Mmmmmmmmmmm sounds good

----------


## S&LHEN

Be good im on a diet  :Frown: 
Sounds amazing mmmmm!!!





> in my buffets i use small youkshires fill them with stuffing place a small sausage on top then put onion relish on top these dont last long we do lots of buffets and are asked to put more on you could even put beef on with horse radish great foods go well

----------


## Dadie

My puds either work out wonderful or flop big style..I use the same recipe (ish) everytime but sometimes it goes all pete tong!
Any tips?

----------


## orkneycadian

Most usual cause for failure is the oven, and/or the dripping, not being hot enough.  Both need to be absolutely stinking hot (the former such that it singes your eyebrows when you open the door, the latter almost to the point of giving the Fire Brigade a double time call out on a Sunday....) so that when the batter goes in, it has little choice but go upwards!

----------


## rich62_uk

http://www.food.com/recipe/jamie-oli...uddings-171106

I have been using this recipe for years and it NEVER fails .....

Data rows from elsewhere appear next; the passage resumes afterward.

PR #2403, opened 2026-09-04
fix(vault): re-check deposit limits against the block the lock is built from

gbarkhatov:
# Deposit limits: check them against the chain, not against a five-minute-old copy

Part of https://github.com/babylonlabs-io/babylon-toolkit/issues/2383 (Workstream D). Follows https://github.com/babylonlabs-io/babylon-toolkit/pull/2385 (Workstream A) and https://github.com/babylonlabs-io/babylon-toolkit/pull/2400 (Workstream B), both merged.

## The problem

The deposit form checks your amount against the minimum and maximum the protocol allows. Those numbers come from a cached copy that is up to five minutes old, and nothing refreshes it while the form is open.

The actual Bitcoin transaction is built later, from parameters read fresh off the chain. If the minimum or maximum moved in between, nobody notices. The deposit is built anyway, you complete the whole signing ceremony, and then the registration fails on-chain because your amount is no longer allowed.

The guard added in [#2385](https://github.com/babylonlabs-io/babylon-toolkit/pull/2385) does not catch this, and cannot. It compares two version numbers, and the deposit limits do not have a version number — they come from a different part of the contract read, one that carries no version label at all. So the limits can move without either version number changing, and the guard sees nothing.

To be clear about scope: **this is not something [#2385](https://github.com/babylonlabs-io/babylon-toolkit/pull/2385) broke.** The same on-chain failure happened before it. That PR closed a gap between two snapshots; this one closes a gap between a snapshot and the chain. It was raised during that PR's review, deliberately deferred with the reasoning written down, and tracked here.

## What this PR does

Four things, all in the same story: catch the problem early, and make the recovery actually work.

**1. Re-check the amounts against the fresh parameters.** Right before the Bitcoin transaction is built, the amounts are validated again — this time against the numbers just read from the chain. The deposit stops there, where nothing has been signed and nothing has been paid.

**2. Check the number of BTCVaults too.** The contract limits how many BTCVaults one transaction can create. Nothing in the app read that limit at all — the only checks were hardcoded "maximum 2" literals, one of which is live on this very flow and still does not read the contract. It lives in the same unversioned part of the config as the amount limits, so it can drift the same way. The form now stops offering the split when the contract allows fewer outputs than a split needs, and the build re-checks it against the pinned read. Note the build-time branch is only reachable when the on-chain cap is exactly 1, since the cap is validated into `[1, 255]` on read.

**3. Make "start again" actually work.** The failure message says to restart. But restarting means closing and reopening the form, and the form reads that same five-minute cache — the one that just caused the failure. So you could be handed the identical error. The fresh parameters are now written into the cache when this fires, so the reopened form shows the limits that actually apply. For the BTCVault-count case the cache alone is not enough — nothing in the form read that limit — which is why the split-availability check now reads it too. Without that, "start again without splitting" was an instruction the form immediately undid by re-enabling the split.

**4. Say that nothing was spent.** This failure happened before anything was signed, broadcast or paid, but it was showing the same message as a much more expensive failure that happens after registration, where an Ethereum fee is already gone and a vault is stranded until it times out. Same words for both told nobody anything useful. The early failures now say plainly that nothing was signed and no funds were spent.

### Compare the limits, or re-check the amount?

**Option A — compare the cached limits against the fresh ones**, and stop if they differ. **Option B — re-check the chosen amount against the fresh limits.** ← chosen

Option A is the obvious one and it is wrong. If the maximum moves *up*, the two copies differ but your amount is still perfectly fine — and the deposit would be aborted for nothing. Option B catches a limit that tightened and ignores one that loosened, which is the only behaviour that matches what actually breaks. This was settled during the review of [#2385](https://github.com/babylonlabs-io/babylon-toolkit/pull/2385) and is implemented as agreed there.

### Write the check, or reuse the existing one?

The app already has a function that checks amounts against limits — the same one the deposit flow runs earlier against the cached numbers. We call that function with the fresh numbers instead of writing a second copy of the comparison.

This is not just tidiness. The two checks have to agree on what "within the limits" means, and the limits are inclusive at both ends — easy to get subtly wrong on a second writing, and a difference would reject deposits for a reason that has nothing to do with drift. It is called once per BTCVault rather than over the whole list, which also gives us the index, so the error can name the offending BTCVault without quoting the shared function's wording.

### One message, or two?

We started with one message for both new failures and it was wrong. The amount case and the BTCVault-count case need **opposite instructions**: one says change your amount, the other says do not split across two BTCVaults. A single message would give the wrong advice for whichever case it was not written for. The error now carries a tag saying which limit was hit, and there are two messages.

The same mistake turned up a second time, in the form. Making the split unavailable for a new reason meant the existing "N of M BTCVaults used" hint started explaining it — so a depositor holding 0 of 10 vaults could be told the per-position cap was why, which is simply untrue, and when that cap was unknown the split vanished with no explanation at all. Split availability now returns *why* it is unavailable rather than a bare boolean, and each reason has its own hint.

### What counts as a chain change, and what is our own bug

The shared amount checker also rejects an empty list and a zero amount. Those are bugs in our code, not governance changes, so they throw a distinct error type that maps to the generic failure message. Two things follow: the depositor is not told the chain moved when it did not, and the internal detail stays on the error for the bug report instead of becoming the message on screen.

### Refresh the cache, or clear it?

Clearing it means the next read goes back to the network, and the form can render the old numbers for a moment before the new ones arrive. We already hold the fresh numbers at the point of failure, so we write those straight into the cache. The reopened form is correct immediately with no refetch.

### Where the check lives

It could have gone into the existing guard file. It did not, because that guard answers a different question — it compares two snapshots to each other, while this one compares your choices against one snapshot. They fail for different reasons and produce different advice. That file's comment said this work "belongs with the recovery work rather than here"; it now names this module, and its claim that the gap is still open has been corrected, since it no longer is.

## What is deliberately not here

No changes to the deposit progress screen. It already shows a "Close" button for this kind of failure, which is the right thing, and [#2396](https://github.com/babylonlabs-io/babylon-toolkit/pull/2396) is currently rewriting that whole directory — editing it would mean a conflict for no gain. [#2290](https://github.com/babylonlabs-io/babylon-toolkit/pull/2290) (draft) also touches two of the files here, but those overlaps are small and additive.

## How to check this

```bash
nvm use 24
pnpm --filter @services/vault run test
pnpm --filter @services/vault run lint
```

3747 tests pass, up from 3708. Lint is clean (0 errors), and `tsc --noEmit` passes.

We also deliberately broke each new check and confirmed the tests caught it, rather than trusting a green run:

- Point the check at the cached parameters instead of the fresh ones → **81 tests fail**
- Remove the amount check → 6 fail
- Remove the BTCVault-count check → 2 fail
- Remove the cache refresh → exactly 1 fails, the test written for it
- Swap the two "which limit was hit" tags → 6 fail
- Drop the BTCVault cap from the split-availability rule → 2 fail
- Pick the form's hint from whether usage data is present instead of from the reason → 1 fails
- Untype the two "our own bug" errors so they render raw → 2 fail
- Refresh the cache on any error instead of only on drift → 1 fails
- Tag a caller-bug input as drift → 1 fails
- Put the deposit amount back into the error message → 1 fails

Every file was restored byte-identical afterwards.

That first result is the one worth understanding. The test fixture holds two sets of parameters — the fresh ones and the cached ones — and they deliberately **disagree**, with the cached copy set to values that would reject the test deposit. So the normal tests only pass while the check is reading the fresh parameters. Point it at the cache and 81 tests fall over. Without that disagreement the tests would pass either way and prove nothing, which is the exact trap that got caught during review of [#2385](https://github.com/babylonlabs-io/babylon-toolkit/pull/2385).

## Privacy note

Error messages from this guard reach Sentry as written — the logger scrubs only the browser console, not the reported exception. So the messages name the BTCVault index and the protocol limits, and never the depositor's amount, which the repo treats as identifying. There is a test asserting the amount does not appear.

## Notes for review

- No file in this PR is on the critical-path list, so the two-reviewer rule does not apply. Worth re-checking if the file list grows.
- The form checks your **total** against the limits, while the contract enforces them **per BTCVault**, and the split threshold comes from Aave rather than from the protocol. The flow already checked per BTCVault against the *cached* limits; what this PR adds on that axis is the *pinned* limits, not the per-BTCVault check itself. Moving the per-BTCVault check into the form is a separate change, noted on the issue.
- `validateVaultAmounts` in `services/deposit/validations.ts` is exported with zero callers — a pre-existing dead-code violation, in a file this PR does not touch. Separately, the **live** hardcoded `"Maximum 2 BTCVaults supported"` in that same file still runs on this flow and still never reads `maxHtlcOutputCount`. Both left alone deliberately; worth clearing together.
- The one place with no direct test is the JSX wiring in `SimpleDeposit.tsx` — that component has no test file, which predates this change. What it passes into the split-availability rule is compile-checked (the parameter is required), and the rule itself and the hint it drives are both unit-tested; but deleting the availability check from the form would compile and stay green.

### DIFF
--- a/services/vault/src/components/simple/DepositForm.tsx
+++ b/services/vault/src/components/simple/DepositForm.tsx
@@ -6,6 +6,7 @@ import { DepositButton } from "@/components/shared";
 import { getNetworkConfigBTC } from "@/config";
 import { COPY } from "@/copy";
 import { depositService } from "@/services/deposit";
+import type { SplitUnavailableReason } from "@/services/deposit/vaultCap";
 import type { VaultProviderListItem } from "@/types/vaultProvider";
 
 import { CollateralFactorRow } from "./CollateralFactorRow";
@@ -168,10 +169,11 @@ export interface DepositGatingState {
   /**
    * True when a single vault still fits but a 2-vault split would exceed the
    * cap — the deposit proceeds as a single vault and we surface the inline
-   * "vaults used / split unavailable" hint.
+   * "split unavailable" hint. The reason picks which hint: only the
+   * per-position cap can quote usage figures.
    */
-  vaultCapSplitUnavailable?: boolean;
-  /** Vault usage (used / cap) for the split-unavailable hint copy. */
+  splitUnavailableReason?: SplitUnavailableReason | null;
+  /** Vault usage (used / cap), set only for the per-position reason. */
   vaultCapUsage?: { used: number; cap: number };
 }
 
@@ -249,7 +251,7 @@ export function DepositForm({
     ordinalsCheckPending = false,
     isVaultCapReached = false,
     vaultCountCapUnavailable = false,
-    vaultCapSplitUnavailable = false,
+    splitUnavailableReason = null,
     vaultCapUsage,
   } = gatingState;
   const [openPanel, setOpenPanel] = useState<"split" | "provider" | null>(null);
@@ -450,9 +452,11 @@ export function DepositForm({
             }
           />
         )}
-        {/* Near the per-position vault cap: a split would overflow, so the
-            deposit proceeds as a single vault. Surface usage + why split is off. */}
-        {vaultCapSplitUnavailable && vaultCapUsage && (
+        {/* A split is not on offer, so the deposit proceeds as a single
+            BTCVault. Two unrelated caps can cause this and they need different
+            explanations — the per-position one can quote usage, the protocol
+            one applies even to an empty position. */}
+        {splitUnavailableReason !== null && (
           <div
             role="status"
             aria-live="polite"
@@ -463,10 +467,12 @@ export function DepositForm({
               className="mt-px shrink-0 text-accent-primary"
             />
             <span className="min-w-0 text-sm text-accent-secondary">
-              {COPY.deposit.maxVaultsReached.splitUnavailable(
-                vaultCapUsage.used,
-                vaultCapUsage.cap,
-              )}
+              {splitUnavailableReason === "per-position" && vaultCapUsage
+                ? COPY.deposit.maxVaultsReached.splitUnavailable(
+                    vaultCapUsage.used,
+                    vaultCapUsage.cap,
+                  )
+                : COPY.deposit.maxVaultsReached.splitUnavailableProtocolLimit}
             </span>
           </div>
         )}
--- a/services/vault/src/components/simple/SimpleDeposit.tsx
+++ b/services/vault/src/components/simple/SimpleDeposit.tsx
@@ -9,7 +9,10 @@ import { V3ModalShell } from "@/components/shared/V3ModalShell";
 import { FeatureFlags } from "@/config";
 import { useAddressScreening } from "@/context/addressScreening";
 import { useGeoFencing } from "@/context/geofencing";
-import { ProtocolParamsProvider } from "@/context/ProtocolParamsContext";
+import {
+  ProtocolParamsProvider,
+  useProtocolParamsContext,
+} from "@/context/ProtocolParamsContext";
 import { useBTCWallet, useETHWallet } from "@/context/wallet";
 import { COPY } from "@/copy";
 import { useBtcWalletState } from "@/hooks/deposit/useBtcWalletState";
@@ -177,6 +180,8 @@ function SimpleDepositContent({
     setFeeRate,
   } = useDepositPageFlow();
 
+  const { config } = useProtocolParamsContext();
+
   // Per-position BTC Vault cap (on-chain). Always-on value-protection guard:
   // block the deposit when even a single vault won't fit (`isAtCap`), force a
   // single vault when a split would overflow (`isSplitUnavailable`), and fail
@@ -189,11 +194,12 @@ function SimpleDepositContent({
     currentCount: collateralizableVaultCount,
     capUnavailable: vaultCountCapUnavailable,
   } = useVaultCountCap(connectedEthAddress);
-  const { isAtCap: isVaultCapReached, isSplitUnavailable: isSplitCapReached } =
+  const { isAtCap: isVaultCapReached, splitUnavailableReason } =
     resolveVaultCapState({
       existingVaultCount: collateralizableVaultCount,
       maxVaultsPerPosition: maxVaults,
       enabled: true,
+      maxHtlcOutputCount: config.maxHtlcOutputCount,
     });
 
   const isSupplementalDeposit = !!initialAmountBtc;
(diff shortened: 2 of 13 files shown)


jeremy-babylonlabs (approved):

jonybur (approved):
The gap this closes is real: the deposit bounds and the HTLC-output cap sit in the unversioned half of the config read, so `assertBuildConfigMatchesForm` cannot see them move. Re-validating the depositor's choices against the pinned read at the same call site catches a tightened minimum, a lowered maximum and a lowered vault cap before UTXO selection or signing.

Re-validating the choices rather than comparing the two bound sets is the right call — a maximum that moves up would trip a comparison for no reason at all, and would reject a perfectly valid deposit. Delegating to the SDK's `validateVaultAmounts` keeps the inclusive-bound semantics in one place; the caller-bug preconditions (empty array, non-positive leg) are correctly tagged as a distinct `BuildPreconditionError` so they map to the generic callout with the internal message stashed in diagnostics.

The cache seed on the drift path is well-argued and correctly narrow. It is gated on `isBuildConfigDriftError || isBuildLimitsDriftError` so an unrelated throw does not overwrite the key the polling hook also reads, the key is taken from `pegInConfigQueryOptions().queryKey` rather than a hand-written literal, and `setQueryData` avoids the refetch race that `invalidateQueries` would introduce. Four tests pin exactly this: drift + seed, non-drift + no seed, happy path + no seed, and rename-safety via the real factory.

The two new pre-signing callouts and the discriminated `splitUnavailableReason` are correctly separated: the amount case and the BTCVault-count case need opposite instructions, and `resolveVaultCapState` reports `per-position` first (the one the depositor can act on) with a clean fallthrough to `htlc-output-cap`. The DepositForm hint keys off the reason rather than `vaultCapUsage`, so the earlier "0 of 10 used" mis-attribution cannot recur; the invariant that `vaultCapUsage` is defined whenever the reason is `per-position` holds via the SimpleDeposit gating (`maxVaults != null` matches the early-null return in `resolveVaultCapState`).

The nothing-was-spent phrasing is factored to `NOTHING_SIGNED_OR_SPENT` and shared across the two new pre-signing errors, so a future edit cannot drift them out of the reassurance the post-registration callout deliberately does not carry. And the `BuildLimitsDriftError` mapping fallback to `depositLimitsChanged` when `.reason` is missing is a safe default with a comment explaining why.

Test set is thorough — the description's break-each-check-then-restore matrix is real evidence and the fixture disagreement between cached and pinned bounds is what makes the negative tests bite. The "protocol currently allows one BTCVault per transaction" copy is technically correct at present (`HTLC_OUTPUTS_PER_SPLIT_DEPOSIT === 2` and `maxHtlcOutputCount` validated to `[1, 255]` collapses the trigger to the single value 1); worth revisiting if that constant ever rises.

No critical-path files touched, so the two-reviewer rule does not bind. Note that the new test file uses `hasUnconfirmedBalanceOnly` on `DepositAmountState`, which #2395 removes — whichever PR merges second will need a one-line adjustment.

Kids adore them and wait for the extras to chill then add jam to them for desert  :Smile:

----------


## orkneycadian

Also, I reckon that success is more assured when using beef dripping rather than vegetable oil.  If you must use oil, then use olive oil.  

Reasoning - (sorry for the science!) Beef dripping holds more heat energy at a given temperature (its specific heat capacity  :: ) than olive oil, which in turn holds more heat energy than vegetable oil.  When you put the batter into hot dripping, it doesn't cool as much as vegetable oil would - As its all about temperature, the dripping gets the batter hotter faster, and as a result the Yorkies rise easier and come out nice and crispy!

Oh, and you'll get a heart attack eating them, but thats by the by....

----------